» Exercise directions
In the data that follows, find the line with "a) would not"; transcribe it, every later line up to the one with "b) need to be done in multiple places", and that line as well, exactly and with no others.

┌─ Data

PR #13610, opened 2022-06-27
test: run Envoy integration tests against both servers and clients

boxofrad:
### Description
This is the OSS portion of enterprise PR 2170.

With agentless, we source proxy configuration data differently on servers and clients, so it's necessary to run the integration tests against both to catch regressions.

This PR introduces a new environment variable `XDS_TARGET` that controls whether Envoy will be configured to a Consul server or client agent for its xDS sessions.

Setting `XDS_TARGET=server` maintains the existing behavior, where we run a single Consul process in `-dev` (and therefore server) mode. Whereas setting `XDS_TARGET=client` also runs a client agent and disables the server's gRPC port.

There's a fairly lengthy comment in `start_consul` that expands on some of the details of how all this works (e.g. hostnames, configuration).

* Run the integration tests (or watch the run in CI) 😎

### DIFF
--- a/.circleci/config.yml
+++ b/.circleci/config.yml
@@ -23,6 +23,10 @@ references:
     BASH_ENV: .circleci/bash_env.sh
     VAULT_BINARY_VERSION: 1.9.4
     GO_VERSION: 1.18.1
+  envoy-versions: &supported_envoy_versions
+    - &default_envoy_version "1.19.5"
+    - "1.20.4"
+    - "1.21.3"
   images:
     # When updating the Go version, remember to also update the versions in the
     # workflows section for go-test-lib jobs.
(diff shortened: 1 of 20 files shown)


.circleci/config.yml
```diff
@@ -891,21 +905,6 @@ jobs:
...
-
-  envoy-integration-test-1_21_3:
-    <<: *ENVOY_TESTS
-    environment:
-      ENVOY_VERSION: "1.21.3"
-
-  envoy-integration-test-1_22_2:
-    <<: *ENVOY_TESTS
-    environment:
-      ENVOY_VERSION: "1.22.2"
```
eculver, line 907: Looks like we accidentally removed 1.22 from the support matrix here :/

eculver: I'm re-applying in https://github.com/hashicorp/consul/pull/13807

└─
┌─ Data

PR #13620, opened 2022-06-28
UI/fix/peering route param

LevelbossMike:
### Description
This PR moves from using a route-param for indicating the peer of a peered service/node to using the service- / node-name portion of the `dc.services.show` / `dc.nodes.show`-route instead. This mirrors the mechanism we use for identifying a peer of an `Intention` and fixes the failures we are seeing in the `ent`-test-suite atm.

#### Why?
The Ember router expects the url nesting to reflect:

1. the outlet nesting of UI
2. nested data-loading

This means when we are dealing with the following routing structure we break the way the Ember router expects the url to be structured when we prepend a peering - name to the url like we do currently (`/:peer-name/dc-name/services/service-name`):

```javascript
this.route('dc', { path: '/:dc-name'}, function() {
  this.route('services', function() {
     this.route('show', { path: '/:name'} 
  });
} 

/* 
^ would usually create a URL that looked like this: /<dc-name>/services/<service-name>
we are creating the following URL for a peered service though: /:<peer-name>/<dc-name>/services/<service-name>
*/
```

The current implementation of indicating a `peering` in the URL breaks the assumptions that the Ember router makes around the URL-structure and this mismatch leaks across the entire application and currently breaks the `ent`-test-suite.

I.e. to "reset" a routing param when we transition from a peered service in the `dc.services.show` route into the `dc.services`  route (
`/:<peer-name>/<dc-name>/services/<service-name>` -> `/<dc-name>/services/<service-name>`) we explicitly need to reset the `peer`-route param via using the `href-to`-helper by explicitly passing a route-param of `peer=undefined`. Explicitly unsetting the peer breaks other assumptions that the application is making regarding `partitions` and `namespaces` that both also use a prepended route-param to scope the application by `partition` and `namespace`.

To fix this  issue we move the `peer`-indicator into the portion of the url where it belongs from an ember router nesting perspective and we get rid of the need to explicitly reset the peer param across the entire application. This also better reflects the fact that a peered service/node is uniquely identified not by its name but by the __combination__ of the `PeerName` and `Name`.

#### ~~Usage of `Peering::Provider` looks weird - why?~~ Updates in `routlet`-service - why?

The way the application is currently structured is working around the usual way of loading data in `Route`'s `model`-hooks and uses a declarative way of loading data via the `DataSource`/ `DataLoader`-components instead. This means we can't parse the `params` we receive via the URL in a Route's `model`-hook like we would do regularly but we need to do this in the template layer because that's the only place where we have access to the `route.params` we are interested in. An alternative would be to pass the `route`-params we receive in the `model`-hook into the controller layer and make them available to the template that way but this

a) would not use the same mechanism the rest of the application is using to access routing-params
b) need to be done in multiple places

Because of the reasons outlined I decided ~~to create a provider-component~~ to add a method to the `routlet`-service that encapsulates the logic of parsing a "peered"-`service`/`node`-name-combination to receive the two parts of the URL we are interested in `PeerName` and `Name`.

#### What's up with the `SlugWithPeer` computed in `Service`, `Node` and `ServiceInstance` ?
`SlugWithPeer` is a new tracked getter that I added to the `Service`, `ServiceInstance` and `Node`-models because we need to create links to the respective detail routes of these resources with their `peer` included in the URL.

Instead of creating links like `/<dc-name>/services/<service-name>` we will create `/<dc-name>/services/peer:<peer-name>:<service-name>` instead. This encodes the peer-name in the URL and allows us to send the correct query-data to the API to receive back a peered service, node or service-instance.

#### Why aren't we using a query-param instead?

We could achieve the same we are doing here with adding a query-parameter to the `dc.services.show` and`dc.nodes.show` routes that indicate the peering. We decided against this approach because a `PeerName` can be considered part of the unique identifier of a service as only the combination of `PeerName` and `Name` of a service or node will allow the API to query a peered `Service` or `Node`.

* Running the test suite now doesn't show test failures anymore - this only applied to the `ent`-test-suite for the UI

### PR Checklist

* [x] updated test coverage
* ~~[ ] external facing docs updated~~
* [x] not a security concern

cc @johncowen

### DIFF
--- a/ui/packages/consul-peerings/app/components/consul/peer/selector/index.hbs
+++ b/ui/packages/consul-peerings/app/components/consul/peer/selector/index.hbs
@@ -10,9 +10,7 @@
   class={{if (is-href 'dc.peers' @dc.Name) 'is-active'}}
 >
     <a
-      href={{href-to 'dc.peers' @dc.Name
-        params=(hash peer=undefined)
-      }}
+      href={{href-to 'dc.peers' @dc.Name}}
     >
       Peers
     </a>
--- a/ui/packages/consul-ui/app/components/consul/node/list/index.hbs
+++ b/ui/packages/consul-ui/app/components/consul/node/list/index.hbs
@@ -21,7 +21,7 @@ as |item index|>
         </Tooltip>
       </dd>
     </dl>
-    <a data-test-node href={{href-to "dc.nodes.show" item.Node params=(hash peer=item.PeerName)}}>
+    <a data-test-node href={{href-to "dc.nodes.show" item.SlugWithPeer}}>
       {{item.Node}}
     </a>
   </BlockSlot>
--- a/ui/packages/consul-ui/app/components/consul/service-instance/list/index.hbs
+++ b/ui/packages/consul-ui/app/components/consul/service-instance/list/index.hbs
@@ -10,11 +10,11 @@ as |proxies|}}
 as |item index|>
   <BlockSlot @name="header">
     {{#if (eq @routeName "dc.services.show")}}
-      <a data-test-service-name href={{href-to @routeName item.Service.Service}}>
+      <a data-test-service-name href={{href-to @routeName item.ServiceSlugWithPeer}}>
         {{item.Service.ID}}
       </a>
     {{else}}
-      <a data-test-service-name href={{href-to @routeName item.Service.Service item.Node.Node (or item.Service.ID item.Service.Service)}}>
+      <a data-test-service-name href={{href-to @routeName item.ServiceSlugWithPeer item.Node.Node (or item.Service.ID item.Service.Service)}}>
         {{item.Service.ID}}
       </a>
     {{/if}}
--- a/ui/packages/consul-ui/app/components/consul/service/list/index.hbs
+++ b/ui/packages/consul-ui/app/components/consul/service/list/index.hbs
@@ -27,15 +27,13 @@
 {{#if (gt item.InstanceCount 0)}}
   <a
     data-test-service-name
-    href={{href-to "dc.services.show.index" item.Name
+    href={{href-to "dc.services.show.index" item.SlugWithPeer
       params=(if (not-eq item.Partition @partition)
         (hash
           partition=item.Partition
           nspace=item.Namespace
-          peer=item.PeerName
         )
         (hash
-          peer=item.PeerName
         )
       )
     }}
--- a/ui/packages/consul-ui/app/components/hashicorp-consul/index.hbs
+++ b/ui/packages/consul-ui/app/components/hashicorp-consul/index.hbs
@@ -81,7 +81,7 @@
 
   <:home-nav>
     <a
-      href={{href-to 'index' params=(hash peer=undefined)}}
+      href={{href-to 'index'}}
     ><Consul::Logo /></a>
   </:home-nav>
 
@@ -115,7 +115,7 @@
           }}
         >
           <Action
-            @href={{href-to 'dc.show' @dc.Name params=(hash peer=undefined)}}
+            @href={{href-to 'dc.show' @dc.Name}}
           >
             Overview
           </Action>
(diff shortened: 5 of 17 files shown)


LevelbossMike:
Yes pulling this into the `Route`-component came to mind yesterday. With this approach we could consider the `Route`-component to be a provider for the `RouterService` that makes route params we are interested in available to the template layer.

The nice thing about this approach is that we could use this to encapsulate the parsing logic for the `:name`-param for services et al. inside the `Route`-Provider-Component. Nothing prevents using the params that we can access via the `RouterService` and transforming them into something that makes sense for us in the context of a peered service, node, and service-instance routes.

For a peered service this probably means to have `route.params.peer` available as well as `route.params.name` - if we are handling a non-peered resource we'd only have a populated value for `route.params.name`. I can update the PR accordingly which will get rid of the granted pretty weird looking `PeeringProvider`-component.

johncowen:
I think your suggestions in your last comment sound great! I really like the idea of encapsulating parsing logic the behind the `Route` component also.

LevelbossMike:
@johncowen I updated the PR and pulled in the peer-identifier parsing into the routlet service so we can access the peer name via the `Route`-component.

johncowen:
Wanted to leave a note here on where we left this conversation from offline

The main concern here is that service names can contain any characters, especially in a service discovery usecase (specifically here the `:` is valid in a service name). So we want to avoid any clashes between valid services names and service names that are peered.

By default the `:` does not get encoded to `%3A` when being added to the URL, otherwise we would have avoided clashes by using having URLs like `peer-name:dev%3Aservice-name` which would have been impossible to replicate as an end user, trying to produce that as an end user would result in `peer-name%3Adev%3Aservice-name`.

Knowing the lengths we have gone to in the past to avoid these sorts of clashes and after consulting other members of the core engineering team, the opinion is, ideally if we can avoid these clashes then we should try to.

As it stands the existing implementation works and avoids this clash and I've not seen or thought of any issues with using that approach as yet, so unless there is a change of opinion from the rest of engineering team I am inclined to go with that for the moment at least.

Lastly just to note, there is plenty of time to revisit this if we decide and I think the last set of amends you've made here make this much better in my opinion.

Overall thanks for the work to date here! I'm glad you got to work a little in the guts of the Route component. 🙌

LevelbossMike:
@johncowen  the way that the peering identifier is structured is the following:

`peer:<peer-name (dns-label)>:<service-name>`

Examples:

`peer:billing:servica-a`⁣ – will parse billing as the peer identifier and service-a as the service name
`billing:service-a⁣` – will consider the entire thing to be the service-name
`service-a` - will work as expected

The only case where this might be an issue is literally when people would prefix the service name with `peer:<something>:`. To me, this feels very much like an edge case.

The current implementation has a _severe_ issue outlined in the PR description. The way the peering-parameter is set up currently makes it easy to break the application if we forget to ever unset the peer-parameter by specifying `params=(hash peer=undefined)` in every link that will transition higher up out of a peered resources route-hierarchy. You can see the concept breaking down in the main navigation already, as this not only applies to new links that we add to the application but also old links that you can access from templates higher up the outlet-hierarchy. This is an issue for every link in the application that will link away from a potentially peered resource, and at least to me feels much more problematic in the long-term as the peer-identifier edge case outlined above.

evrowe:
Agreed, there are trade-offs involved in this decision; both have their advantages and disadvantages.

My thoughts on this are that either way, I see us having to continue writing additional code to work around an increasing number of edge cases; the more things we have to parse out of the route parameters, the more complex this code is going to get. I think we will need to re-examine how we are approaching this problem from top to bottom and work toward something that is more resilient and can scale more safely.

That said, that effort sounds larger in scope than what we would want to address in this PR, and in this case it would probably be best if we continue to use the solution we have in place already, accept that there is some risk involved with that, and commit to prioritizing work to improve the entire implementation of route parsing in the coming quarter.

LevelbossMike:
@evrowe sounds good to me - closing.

└─
┌─ Data

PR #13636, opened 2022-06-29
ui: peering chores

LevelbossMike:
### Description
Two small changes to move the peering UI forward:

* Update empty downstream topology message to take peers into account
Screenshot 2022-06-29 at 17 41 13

└─

» Task response
a) would not use the same mechanism the rest of the application is using to access routing-params
b) need to be done in multiple places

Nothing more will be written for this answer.